### Material provided

--- --- ---

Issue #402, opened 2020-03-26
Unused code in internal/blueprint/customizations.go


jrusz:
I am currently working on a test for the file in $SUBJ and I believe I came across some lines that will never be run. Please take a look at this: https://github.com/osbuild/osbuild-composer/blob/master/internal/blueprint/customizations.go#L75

--- --- ---

Scan the material for the word "customizations". Return every line where it is found.

### Completed exercise
Unused code in internal/blueprint/customizations.go
I am currently working on a test for the file in $SUBJ and I believe I came across some lines that will never be run. Please take a look at this: https://github.com/osbuild/osbuild-composer/blob/master/internal/blueprint/customizations.go#L75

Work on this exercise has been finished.